Narrow Escape, Part I

A Brownian particle with diffusion coefficient D is confined to a bounded domain Ω by a reflecting boundary, except for a small absorbing window $$\partial\Omega_a$$. The mean time to absorption diverges as the window shrinks, thus rendering the calculation of the mean escape time a singular perturbation problem.

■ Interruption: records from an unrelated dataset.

PR #8526, opened 2025-03-11
fix(misconf): do not skip loading documents from subdirectories

nikpivkin:
## Checklist

### DIFF
--- a/pkg/iac/rego/store.go
+++ b/pkg/iac/rego/store.go
@@ -18,7 +18,7 @@ func initStore(dataFS fs.FS, dataPaths, namespaces []string) (storage.Store, err
 	// extension from the given list of data paths.
 	allDocumentPaths, _ := loader.FilteredPathsFS(dataFS, dataPaths,
 		func(abspath string, info os.FileInfo, depth int) bool {
-			return !isDataFile(info)
+			return !info.IsDir() && !isDataFile(info)
 		},
 	)
 
@@ -38,7 +38,7 @@ func initStore(dataFS fs.FS, dataPaths, namespaces []string) (storage.Store, err
 }
 
 func isDataFile(fi fs.FileInfo) bool {
-	return !fi.IsDir() && slices.Contains([]string{
+	return slices.Contains([]string{
 		".yaml",
 		".yml",
 		".json",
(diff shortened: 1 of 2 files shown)


pkg/iac/rego/store.go
```diff
@@ -3,26 +3,42 @@ package rego
...
-		},
-	)
-
-	documents, err := loader.NewFileLoader().WithFS(dataFS).All(allDocumentPaths)
+	dataFiles := set.New[string]()
+
+	// The virtual file system uses a slash ('/') as a path separator,
+	// but OPA uses the filepath package, which is OS-dependent.
+	// Therefore, we need to collect all the paths ourselves and pass them to OPA.
+	for _, root := range dataPaths {
```
nikpivkin, line 23: This fixes the loading of data files on windows

pkg/iac/rego/store.go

In the three-dimensional case, we construct an asymptotic approximation when the window is an ellipse, assuming the large semi axis a is much smaller than $$|\Omega|^{1/3}$$ ($$|\Omega|$$ is the volume), and show that the mean escape time is $$E\tau\sim{\frac{|\Omega|}{2\pi Da}} K(e)$$, where e is the eccentricity and $$K(\cdot)$$ is the complete elliptic integral of the first kind. In the special case of a circular hole the result reduces to Lord Rayleigh's formula $$E\tau\sim{\frac{|\Omega|}{4aD}}$$, which was derived by heuristic considerations. For the special case of a spherical domain, we obtain the asymptotic expansion $$E\tau={\frac{|\Omega|}{4aD}} [1+\frac{a}{R} \log \frac{R}{a} + O(\frac{a}{R})]$$. This result is important in understanding the flow of ions in and out of narrow valves that control a wide range of biological and technological function. If Ω is a two-dimensional bounded Riemannian manifold with metric g and $$\varepsilon=|\partial\Omega_a|_g/|\Omega|_g\ll1$$, we show that $$E\tau ={\frac{|\Omega|_g}{D\pi}}[\log{\frac{1}{\varepsilon}}+O(1)]$$. This result is applicable to diffusion in membrane surfaces.